PR #255, opened 2016-07-02
Remove charter.

george99g:
Too much potential for abuse, especially when no admins are online.


Nirnael:
Make it only usable when there are admins on, don't remove it.

Super3222:
Changing the station's name is fun. Don't remove it, that'd be silly.

It's like changing a borgs name, but instead everyone sees it. If it violates the rules then they get punished for it, just like borg names or naming stuff in general.

EDIT:
After realizing how abusable this is, we should make it alert admins and allow them to decide if it's legit or not.

PR #557, opened 2016-08-12
Makes the atmospheric hard-suit more resisted to lasers.

Zostroll:
The atmospheric hard suit has thermal shielding this should be reflected in its resistance to lasers.
:cl: (Zostroll)
tweak: The hard working scientists at centcomm figured out that the same technology that protects from the heat of a fire could when slightly modified offer increased protection from laser blasts.
:cl:

### DIFF
--- a/code/modules/clothing/spacesuits/hardsuit.dm
+++ b/code/modules/clothing/spacesuits/hardsuit.dm
@@ -126,7 +126,7 @@
 	icon_state = "hardsuit0-atmospherics"
 	item_state = "atmo_helm"
 	item_color = "atmospherics"
-	armor = list(melee = 30, bullet = 5, laser = 10, energy = 5, bomb = 10, bio = 100, rad = 0)
+	armor = list(melee = 30, bullet = 5, laser = 30, energy = 5, bomb = 10, bio = 100, rad = 0)
 	heat_protection = HEAD												//Uncomment to enable firesuit protection
 	max_heat_protection_temperature = FIRE_IMMUNITY_HELM_MAX_TEMP_PROTECT
 
@@ -135,7 +135,7 @@
 	desc = "A special suit that protects against hazardous, low pressure environments. Has thermal shielding."
 	icon_state = "hardsuit-atmospherics"
 	item_state = "atmo_hardsuit"
-	armor = list(melee = 30, bullet = 5, laser = 10, energy = 5, bomb = 10, bio = 100, rad = 0)
+	armor = list(melee = 30, bullet = 5, laser = 30, energy = 5, bomb = 10, bio = 100, rad = 0)
 	heat_protection = CHEST|GROIN|LEGS|FEET|ARMS|HANDS					//Uncomment to enable firesuit protection
 	max_heat_protection_temperature = FIRE_IMMUNITY_SUIT_MAX_TEMP_PROTECT
 	helmettype = /obj/item/clothing/head/helmet/space/hardsuit/engine/atmos


ShadowDeath6:
lasers are beams of light not fire
don't buff fireproof hardsuits

Zostroll:
They damage by thermal means and the suit has thermal shielding...

Time-Green:
I mean, it makes sense, but I have no idea of this would be too OP.

Zostroll:
I mean its only 30; the wizard hard suit is 40 and the stock engineering one is 10. It needs to be at least double a engineering hard suit and I think 30 is a good number improved but not OP.

ShadowDeath6:
> it needs to be at least double an engineering hardsuit

realism is not a reason for a balance change like this, atmos hardsuit is already way better considering it makes you completely immune to plasma fire

Super3222:
What the fuck is this.
Lasers are highly concentrated BEAMS OF LIGHT which cannot be compared to a fire.
I'm not sure what to even call this? This PR is just bad. :-1:
Leave it at 10. Not even the CE's hardsuit can absorb more then 10% of laser damage.

TheSadFox:
> I mean its only 30

HoS jacket/sec vest has "only 30".

Zostroll:
The **standard** sec armor has 30 **bone armor has 25** is it unrealistic to have something made to resist heat resist the same amount of heat based damage as armor? No.  This also slows you down a fuckload and is instantly recognisable.

X-TheDark:
Sec Armor and Bone Armor don't make you impervious to plasma fires. There is no reason for this "buff". Hardsuits are what they are - spaceworthy, anti-fire gear. Not combat-ready (and unrobust, due to slowdown) suits of armor.

ShadowDeath6:
make nukeop hardsuits fireproof when?

X-TheDark:
Aren't they fireproof in space-mode?

ShadowDeath6:
no

Alek2ander:
Protection from heat and protection from lasers are entirely different. No need to buff civilian spacesuits armor.

FluffySurvivor:
is this some "muh immersions have to totally destroy balance" pr? 

:-1:

ghost:
Shadow, elite nukeop hardsuits are fireproof

Also.

I'm amazed. Do you legit think that thermal protection from fire = protection from a superconcentrated beam of light? No. That's not how physics works.

Do you want me to explain, bit by bit, how ridiculously powerful this laser must be to be able to actually injure someone? It's going to be several million times hotter than a plasmafire, and concentrated at a single point.

It'd slice through a thermal hardsuit like a knife through butter.

So this isn't a realism change. If anything, this makes it more unrealistic.

ParagonPrime:
i mean, quite technically, if we're talking realism:

-hyposprays (and bullets, and lasers) would permanently puncture the suit (albeit in small amounts) causing very slow decompression
-patches would simply be totally unusable
-space would kill really, _really_ quickly compared to ingame representation
-so on and so forth

And that's all just unfun. (I personally justify the hypospray/patch bit with there being some sort of special port on the suit that can accept them)

Fun fact: _all_ space suits leak air to some degree since it's impossible to 100% seal everything. It's just a very tiny, insignificant amount and space suits are designed to be able to decrease the effects of a puncture somewhat to give the astronaut time to maneuver to a pressurised environment.

aksuduud:
To beat a dead horse, properties which make a material a good thermal insulator do not make it protected from laser pulses, I don't think anyone is willing to argue that the firesuit should be laser protected? Balance wise, I feel this would just lead to a massive increase of the atmos suit being looted for being so robust.

GrayRachnid:
just shut this down fam

oisin100:
Although realism is nice, Balance is nicer.

PR #561, opened 2016-08-13
Fixed wizards not getting their equipment

Cruix:
There was a name collision.


X-TheDark:
Goddamnit...can't believe I missed this one...

PR #573, opened 2016-08-15
Pipboy

Cruix:
Added donator items to the preferences savefile.
Added a pipboy PDA for donators. It fits on the hand slot as well as the belt.
Refactored some clothing code to handle non-gloves fitting on the glove slot.
:cl:
rscadd: Donors now have the option to get a pipboy PDA.
/:cl:
pipboy


Daman453:
Yes

PR #581, opened 2016-08-16
Purrbation 4 donors

Time-Green:
Donors can now start-off with purrbations. (Currently humans only)

purrbation

Also makes purrbation into an easy to use proc that can easily be called.

:cl:
rscadd: Donors can now start-off with purrbation
:cl:


code/modules/client/preferences.dm
```diff
@@ -97,6 +97,7 @@ var/list/preferences_datums = list()
 	var/donor_hat = null
 	var/donor_pda = null
 	var/quiet_round = 0
+	var/purrbation = "No"
```
Cruix: This will work but it should start as a number or the TRUE define for consistency.
Also that string will evaluate to true not false.

TheSadFox:
Speedmerge.

Time-Green:
This is now merge ready.
Safe file works fine.

Sorry for the commit spam, I ended up messing up with the syncing, causing code to get pushed around.

Alek2ander:
On _normal_ servers this is a punishment...

Cruix:
Now you need to change the SAVEFILE_VERSION_MAX, and add sanitation when they are loaded.

EDIT: actually you really don't need to change the savefile version since the default is null, but you should still add sanitation.

ShadowDeath6:
is this removed by monkeying? if so then :+1:

Alek2ander:
You should sanitize yourself any time you touch a catbeast

TheSadFox:
> is this removed by monkeying? if so then :+1:

We should add purrbation gene to genetics as a counter that.

ShadowDeath6:
no

timkoster1:
The sanitation broke the safe. I most likely did it wrong, but I wont be doing any coding soon. Got some other stuff, it'll be fixed at some point within this few days.

Time-Green:
This is good to go. I was told sanitation was needed, but I only broke everything. And as of now, the safe works fine. If it really is needed, tell me.

Xantam-13:
Do it.

timkoster1:
;_; ok then, I'll go find out what sanitation is.

ghost:
BURN THE CATS

Time-Green:
It's done, cruix helped me with sanitation
pls merge

Time-Green:
Unbeknownst to me, this caused the fucking catgirl cancer

Ephemeralis:
I hope you've thought long and hard about what you've done.

PR #589, opened 2016-08-17
fixes the most important error in the antag weight verb

Super3222:
grammar

:cl: Super3222
fix: Grammar error fixed in the antag weight verb.
/:cl:


Time-Green:
It still doesn't actually work, at least for me the verb is still broken

Super3222:
@timkoster1 Eh, it was working for me. It was somewhat accurate but, that may have been because my weight was high compared to other people because I haven't been an antagonist for a loooong while.

The verb also only works when it's a mode that has an antagonist you signed up for.

PR #601, opened 2016-08-19
Fixes medborg hypo not bypassing hardsuits + Fixes incorrect chemical logging for borg hypospray

X-TheDark:
As per title.

### DIFF
--- a/code/modules/reagents/reagent_containers/borghydro.dm
+++ b/code/modules/reagents/reagent_containers/borghydro.dm
@@ -91,7 +91,7 @@ Borg Hypospray
 		return
 	if(!istype(M))
 		return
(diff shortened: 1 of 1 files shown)


ShadowDeath6:
thank

X-TheDark:
Now, just to note, this means you can injects things that normally cannot be injected (golems with their skin, etc), instead of just bypassing thick materials.

The reason I did it this way (rather than fixing how `can_inject` is used, as it has a bypass parameter that wasn't passed correctly) - it's now completely consistent in it's behavior to the regular hypospray.

oisin100:
Well, Golems cant be injected anyway due to their DNA. But you should probably still make use of the can_inject proc.

Have you tried `can_inject(user, 1, penetrate_thick = bypass_protection)`(You will need to typecast to human)

PR #616, opened 2016-08-22
Fixes hub link

oisin100:


code/world.dm
```diff
@@ -158,7 +158,7 @@ var/last_irc_status = 0
 				msg += " (AFK)"
 			msg += "\n"
 		return msg
-	
+
```
oisin100, line 161: Inconsistent line endings *shrug

PR #633, opened 2016-08-24
Fixes Atmospherics Gas mix console

### LINKED ISSUE #559: Mix tank output valve can't be opened
Mix tank output valve can't be opened, nor can you set output pressure. Pressing the output toggle switches input instead. The set pressure button doesn't work at all.

AshCorr:
Fixes #559 

:cl:
bugfix: Atmospherics custom gas mix console now works!
/:cl:

Somehow the mix_out vent was tagged incorrectly.

### DIFF
--- a/_maps/map_files/TgStation/tgstation.2.1.3.dmm
+++ b/_maps/map_files/TgStation/tgstation.2.1.3.dmm
@@ -50468,7 +50468,7 @@
 	dir = 8;
 	external_pressure_bound = 0;
 	frequency = 1441;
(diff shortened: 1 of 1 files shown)


X-TheDark:
Weird, I must have made a mistake of some sort, as both of those were ported over from /tg/ (by me) exactly as they were there (they also had both of in/out as "mix_in") when I was converting the trinary pumps to the new format.

Alek2ander:
/tg/ probably changed it at some point, while our map stayed the same

PR #647, opened 2016-08-25
Ports the cid randomizer detector from tgstation.

AsV9:
Credit to @MrStonedOne at tgstation/tgstation#20058.

When a user's cid doesn't match their last cid, we open a new game window to the server, and close the old one, if it changed again, we disallow the connection.

They are free to try again once they remove the randomizer dll.

Admins are notified on first match for the user, and it will leave a note on the user as long as it hasn't left one recently.

It is a config, defaults on, but requires db before actually activating.

### DIFF
--- a/code/controllers/configuration.dm
+++ b/code/controllers/configuration.dm
@@ -72,6 +72,8 @@
 	var/forbid_singulo_possession = 0
 	var/useircbot = 0
 
+	var/check_randomizer = 0
+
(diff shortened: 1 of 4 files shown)


ghost:
What does do?

AsV9:
Prevents people from using the cid randomizer.

MrsTonedOne:
I should note, the config defaults to on in the default config(ie, new servers), but if it's missing (config not updated yet) it defaults to off.

PR #664, opened 2016-08-28
Fixed clockcult escape objective always requiring 1 cultist.

Cruix:


ShadowDeath6:
massive nerf, clockcult permanently gimped

PR #695, opened 2016-09-01
The rev flash flashes when it is on cooldown

Cruix:
The sprites were already in, I do not know why it was not doing this already.

:cl:
tweak: the rev flash now blinks when it is on cooldown
/:cl:


Super3222:
Not saying it's intentional or not but, it doesn't "work" while on cooldown. I don't see how it'd flash.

________________

_What is being asked_. From the listing above, return every line that contains the word "tgstation".

_Result of this task_.
--- a/_maps/map_files/TgStation/tgstation.2.1.3.dmm
+++ b/_maps/map_files/TgStation/tgstation.2.1.3.dmm
Ports the cid randomizer detector from tgstation.
Credit to @MrStonedOne at tgstation/tgstation#20058.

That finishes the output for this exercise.